PR #607, opened 2021-08-17
Get link title from target, when possible

### LINKED ISSUE #358: Include 'title' in href when the target link's title can be easily discerned
There's going to be one minor change for STAC 1.0.0, that's just a small recommendation, but it'd be great to implement in pystac.

See https://github.com/radiantearth/stac-spec/pull/1133

I don't think we need to try to always fill out the title, but when it's easy for PySTAC, like since it's also writing out the title of the target entity (item, catalog, collection) then it'd be good to include it. Perhaps we also could have some nudge to encourage people to include titles...

This was originally thought about as an 'option' in stactools, see https://github.com/stac-utils/stactools/issues/22 but since it's getting in the spec as a recommendation it probably makes sense to just try to do it by default in pystac.

duckontheweb:
**Related Issue(s):**

- Closes #358 

**Description:**

Gets `Link.title` from the target object (`Link._target_object`) when `title` is `None` and it is possible to do so.

**PR Checklist:**

**TODO:**

- [ ] Add unit test for title being included in serialized `Link`.

### DIFF
--- a/CHANGELOG.md
+++ b/CHANGELOG.md
@@ -13,6 +13,7 @@
 - Enable [strict
   mode](https://mypy.readthedocs.io/en/latest/command_line.html?highlight=strict%20mode#cmdoption-mypy-strict)
   for `mypy` ([#591](https://github.com/stac-utils/pystac/pull/591))
+- Links will get their `title` from their target if no `title` is provided ([#607](https://github.com/stac-utils/pystac/pull/607))
 
 ### Fixed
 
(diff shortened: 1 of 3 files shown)


gadomski (approved):
LGTM. Is this "auto-generated" title included in serialization, e.g. are we (possibly) implicitly adding fields to the generated JSON? Not saying that's a bad thing, just curious.

duckontheweb:
> LGTM. Is this "auto-generated" title included in serialization, e.g. are we (possibly) implicitly adding fields to the generated JSON? Not saying that's a bad thing, just curious.

Yes, I think that was actually the original motivation behind @cholmes 's issue. The idea was to automatically generate link titles in STAC catalogs that people are creating to be in line with the best practices. 

Now that you mention it though, I should add a test specifically for that...

gadomski (approved):

lossyrob (approved):

PR #617, opened 2021-08-31
RFC: Use mutable dictionaries for object properties

duckontheweb:
**Related Issue(s):**

- #546 

**Description:**

This PR is intended to be a proof-of-concept for changing the JSON-serializable classes to maintain a mutable dictionary in a `fields` property instead of setting instance attributes. The current draft only implements this for the `Asset` class, but if there is interest I will attempt to implement this for the `Link` class next since we have seen performance issues in the `to_dict` method there.

Some possible advantages to this approach are:

- Improvement in serialization/deserialization performance, especially when using `preserve_dict=False`
- Possibly easier/clearer typing
   If we are able to implement this for all JSON serializable classes, then we may not need some of the `Union` types in our `PropertiesExtension` classes since those could utilize the `fields` dictionary instead. This _may_ also ease some of our circular imports since we might be able to avoid some blocks like:
   ```python
   if isinstance(obj, pystac.Item):
       ...
   elif isinstance(obj, pystac.Asset):
       ...
   ```
   that are necessitating those imports
- Methods like `Item.set_collection` might no longer be necessary if we can handle them within the setters
 
Some possible hiccups:

- Handling attributes of the `Item` class might be tricky since some of them are at the top level and some are in the `properties`.
- Possibly worse performance when accessing instance attributes (e.g. `Asset.href`) since we are now accessing those as properties.
- May not be able to completely preserve backwards compatibility
   The current behavior of the `extra_fields` attribute on some of the classes may be hard to replicate. Currently, this attribute is a mutable dictionary that only includes the fields not covered by specific attributes (e.g. `Asset.href`), but also allows mutatation of the object (e.g. `asset.extra_fields["some_field"] = "some_value"` will add the `"some_field"` property to the Asset when serialized).

**PR Checklist:**

cc: @TomAugspurger @gjoseph92

### DIFF
--- a/pystac/asset.py
+++ b/pystac/asset.py
@@ -60,7 +60,7 @@ class Asset(base.JSONObject):
     @property
     def href(self) -> str:
         """Link to the asset object. Relative and absolute links are both allowed."""
-        return self._get_field("href", str, required=True)
+        return utils.get_required(self.fields.get("href"), self, "href")
 
     @href.setter
     def href(self, v: str) -> None:
@@ -69,7 +69,7 @@ class Asset(base.JSONObject):
     @property
     def title(self) -> Optional[str]:
         """Optional displayed title for clients and users."""
-        return self._get_field("title", str)
+        return self.fields.get("title")
 
     @title.setter
     def title(self, v: Optional[str]) -> None:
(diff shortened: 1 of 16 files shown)


duckontheweb:
I've been working on this some more here and there, but I'm having trouble implementing this in a non-breaking way. I will open up a new PR with a breaking implementation that we can consider as part of a new major version release.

▸ Activity
Your answer must consist solely of the lines above between the line holding "Now that you" and the line holding "- Possibly easier/clearer typing", inclusive, copied exactly.

▸ Answer to the problem
Now that you mention it though, I should add a test specifically for that...

gadomski (approved):

lossyrob (approved):

PR #617, opened 2021-08-31
RFC: Use mutable dictionaries for object properties

duckontheweb:
**Related Issue(s):**

- #546 

**Description:**

This PR is intended to be a proof-of-concept for changing the JSON-serializable classes to maintain a mutable dictionary in a `fields` property instead of setting instance attributes. The current draft only implements this for the `Asset` class, but if there is interest I will attempt to implement this for the `Link` class next since we have seen performance issues in the `to_dict` method there.

Some possible advantages to this approach are:

- Improvement in serialization/deserialization performance, especially when using `preserve_dict=False`
- Possibly easier/clearer typing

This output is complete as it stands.